_WORK TO COMPLETE_: When the string "strings" occurs in a line of the records, show that line.

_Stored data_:
= Beginning of Section =

PR #273, opened 2022-09-22
Change EventFeed chain sync mechanics to impact Ethereum node SaaS costs

jsign:
# Summary
This PR changes the mechanics of how `EventFeed` works. We detected new blocks using a subscription-api to be notified about new blocks in the chain. That's fine since it's an efficient way to know when to get recent events from chains.

It has a downside related to Ethereum node API calls, mostly in supported chains with fast block production, such as Optimism chains. In those cases, we're having a lot of activity in these subscriptions and other downstream API calls with reactivity that isn't required.

This PR switches the mechanics to do polling with a configurable delay which means:
1) The validator operator can put a cap on how fast to react getting new blocks to have an efficient tradeoff. For example, receiving a stream of new blocks of 10 blocks per second is inefficient since 99% of those blocks won't have events of interest. 
2) On chains that have a ~fixed block production rate, e.g. Ethereum ~12s, we can set a poll time of ~12s which usually can be hardly distinguishable from a subscription by the nature of block propagation (and if we're strict, potentially block-offset consideration for reorg coverage)
3) Apart from point 2) regarding that can be ~equivalent to subscription mode, the validator operator can stretch the poll time to sync every two or more blocks on average to drive the costs down, even more, making a tradeoff between reactivity and expenses.

# Context
This situation was bubbled by looking at our validator Ethereum node API SaaS costs. We expect this will help put a cap on costs in very active chains with a disproportionate share of the expenses in our validator.

# Implementation overview
The implementation doesn't have any hacks or complexities apart from what one would naturally expect, but here're some extra notes:
1) The previous `NewBlockTimeout` configuration attribute was deleted since this configuration was used for subscription mode. The value was used to configure how the subscription healthiness was managed. Now it isn't needed.
2) A new `NewBlockPollFreq` configuration attribute was created, indicating the poll frequency for the chain.

The `EventFeed` goroutines got simplified a bit due to the nature of the change.

I've also tried to reduce some noise in logging some instrumented calls that don't add much information and make the validator output very noisy. We should probably keep working on this to improve the high logs signal even at Debug level.

This PR has been running for a while in staging and the dashboard looks healthy reg sync metrics.

### DIFF
--- a/docker/deployed/testnet/api/config.json
+++ b/docker/deployed/testnet/api/config.json
@@ -31,17 +31,17 @@
     "Analytics": {
         "FetchExtraBlockInfo": true
     },
-    "Backup" : {
-		"Enabled": true, 
-		"Dir": "backups",               
-		"Frequency": 240,  
-		"EnableVacuum": true,      
-		"EnableCompression": true,
-        "Pruning" : {
+    "Backup": {
+        "Enabled": true,
+        "Dir": "backups",
+        "Frequency": 240,
+        "EnableVacuum": true,
+        "EnableCompression": true,
+        "Pruning": {
             "Enabled": true,
             "KeepFiles": 5
         }
-	},
+    },
     "Chains": [
         {
             "Name": "Optimism Kovan",
@@ -56,7 +56,7 @@
             },
             "EventFeed": {
                 "ChainAPIBackoff": "15s",
-                "NewBlockTimeout": "30s",
+                "NewBlockPollFreq": "5s",
                 "MinBlockDepth": 0,
                 "PersistEvents": true
             },
@@ -84,7 +84,7 @@
             },
             "EventFeed": {
                 "ChainAPIBackoff": "15s",
-                "NewBlockTimeout": "45s",
+                "NewBlockPollFreq": "10s",
                 "MinBlockDepth": 1,
                 "PersistEvents": true
             },
@@ -112,7 +112,7 @@
             },
             "EventFeed": {
                 "ChainAPIBackoff": "15s",
-                "NewBlockTimeout": "30s",
+                "NewBlockPollFreq": "5s",
                 "MinBlockDepth": 1,
                 "PersistEvents": true
             },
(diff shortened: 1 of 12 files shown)


docker/deployed/testnet/api/config.json
```diff
@@ -31,17 +31,17 @@
...
+        "Frequency": 240,
+        "EnableVacuum": true,
+        "EnableCompression": true,
+        "Pruning": {
             "Enabled": true,
             "KeepFiles": 5
         }
-	},
+    },
     "Chains": [
```
jsign, line 45: The rationale for selecting `NewBlockPollFreq` is still quite aggressive to have a similar UX for users as the previous subscription mode. We could hand tune these values a bit further to drive costs down even more, but probably we'll start making tradeoffs with _reactivity_.

For now, my idea is to select values to don't make tradeoffs about UX and see how much this can help with costs. After that, we can keep meditating it makes sense to be less reactive considering UX tradeoffs (if any).

The idea is that the values are the following:
- For fast chains that also don't have an expected block production since they're creating blocks one per transaction (e.g., Optimism), we use 5s.
- For other chains that have an expected average block time (e.g., Eth mainnet, Polygon Mumbai, etc.), we select that block time or slightly less. The value shouldn't be perfect since block time isn't guaranteed and dances around an expected value.

pkg/eventprocessor/eventfeed/impl/eventfeed.go
```diff
@@ -163,6 +163,7 @@ func (ef *EventFeed) Start(
 				// in the next head. Probably the API can have transient unavailability.
 				ef.log.Warn().Err(err).Msgf("filter logs from %d to %d", fromHeight, toHeight)
 				if strings.Contains(err.Error(), "read limit exceeded") ||
+					strings.Contains(err.Error(), "Log response size exceeded") ||
```
jsign, line 166: While testing the PR locally, I noticed that Arbitrum use a slightly different error message that we weren't detecting. 

I dug if this was happening in the cloud validator, and wasn't the case. I think this is because the cloud validator was always syncing this chain from new blocks, but in my case was lagged behind and thus syncing events in bigger block ranges which can trigger this error.

In any case, we detect it and do the usual shrinking of block ranges. This fixed the problem in my local node as expected.

brunocalza (approved):
Looks good! Much simpler indeed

= End of Section =

_ANSWER SECTION_:
 				if strings.Contains(err.Error(), "read limit exceeded") ||
+					strings.Contains(err.Error(), "Log response size exceeded") ||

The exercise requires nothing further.